Dataset entries:
----
PR #12571, opened 2026-05-12
fix(clang-tidy): re-enable clang-diagnostic-deprecated-builtins

vish0012:
Re-enables `clang-diagnostic-deprecated-builtins` by removing `-Wno-deprecated-builtins` from `.clang-tidy-ci`.

The check was suppressed in #12431 with 1 reported error in `sensing/autoware_pointcloud_preprocessor`. This PR fixes it.

Refs #12450

### `autoware_pointcloud_preprocessor`

`robin_hood.h` used the old GCC workaround branch for `__has_trivial_copy` when `__GNUC__ < 5`.

Since clang also defines `__GNUC__`, clang entered this branch and reported:

```text
builtin __has_trivial_copy is deprecated; use __is_trivially_copyable instead
```

This PR keeps the old workaround for real GCC `< 5`, but excludes clang from that branch:

```cpp
#if defined(__GNUC__) && !defined(__clang__) && __GNUC__ < 5
```

So clang uses the existing modern branch:

```cpp
std::is_trivially_copyable<...>::value
```

## Verification

```bash
colcon build --packages-up-to autoware_pointcloud_preprocessor \
```

Result:

```text
Summary: 35 packages finished
```

```bash
run-clang-tidy -p build/ \
  -j $(nproc) \
  autoware_pointcloud_preprocessor \

grep -n "deprecated-builtins" /tmp/clang-tidy-result/report.log || echo "0 deprecated-builtins errors"
```

Result:

```text
0 deprecated-builtins errors
```

### DIFF
--- a/sensing/autoware_pointcloud_preprocessor/src/downsample_filter/robin_hood.h
+++ b/sensing/autoware_pointcloud_preprocessor/src/downsample_filter/robin_hood.h
@@ -229,7 +229,7 @@ static Counts & counts()
 
 // workaround missing "is_trivially_copyable" in g++ < 5.0
 // See https://stackoverflow.com/a/31798726/48181
-#if defined(__GNUC__) && __GNUC__ < 5
+#if defined(__GNUC__) && !defined(__clang__) && __GNUC__ < 5
 #define ROBIN_HOOD_IS_TRIVIALLY_COPYABLE(...) __has_trivial_copy(__VA_ARGS__)
 #else
 #define ROBIN_HOOD_IS_TRIVIALLY_COPYABLE(...) std::is_trivially_copyable<__VA_ARGS__>::value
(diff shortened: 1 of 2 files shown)


sensing/autoware_pointcloud_preprocessor/src/downsample_filter/robin_hood.h
```diff
@@ -229,7 +229,7 @@ static Counts & counts()
 
 // workaround missing "is_trivially_copyable" in g++ < 5.0
 // See https://stackoverflow.com/a/31798726/48181
-#if defined(__GNUC__) && __GNUC__ < 5
+#if defined(__GNUC__) && !defined(__clang__) && __GNUC__ < 5
```
mojomex: I think that no device that is used today is limited to GCC < 5 anymore -- all of our other packages are targeting at least GCC 11.

So, for the sake of cleanliness, I'd prefer if the workaround is removed altogether.

mojomex (commented):
Nice, thank you for contributing to stricter coding standards!

sensing/autoware_pointcloud_preprocessor/src/downsample_filter/robin_hood.h
vishalchauhan-hi: Thank you for the suggestion. I agree that the GCC < 5 workaround is no longer needed for the current Autoware toolchain. I removed the workaround entirely and now use std::is_trivially_copyable directly. I also reran the target build and clang-tidy check; deprecated-builtins reports 0 errors.

mojomex (approved):
LGTM, thank you!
----
The task: Which lines of the data above contain "diagnostic"? Copy each one.

Response to the task:
fix(clang-tidy): re-enable clang-diagnostic-deprecated-builtins
Re-enables `clang-diagnostic-deprecated-builtins` by removing `-Wno-deprecated-builtins` from `.clang-tidy-ci`.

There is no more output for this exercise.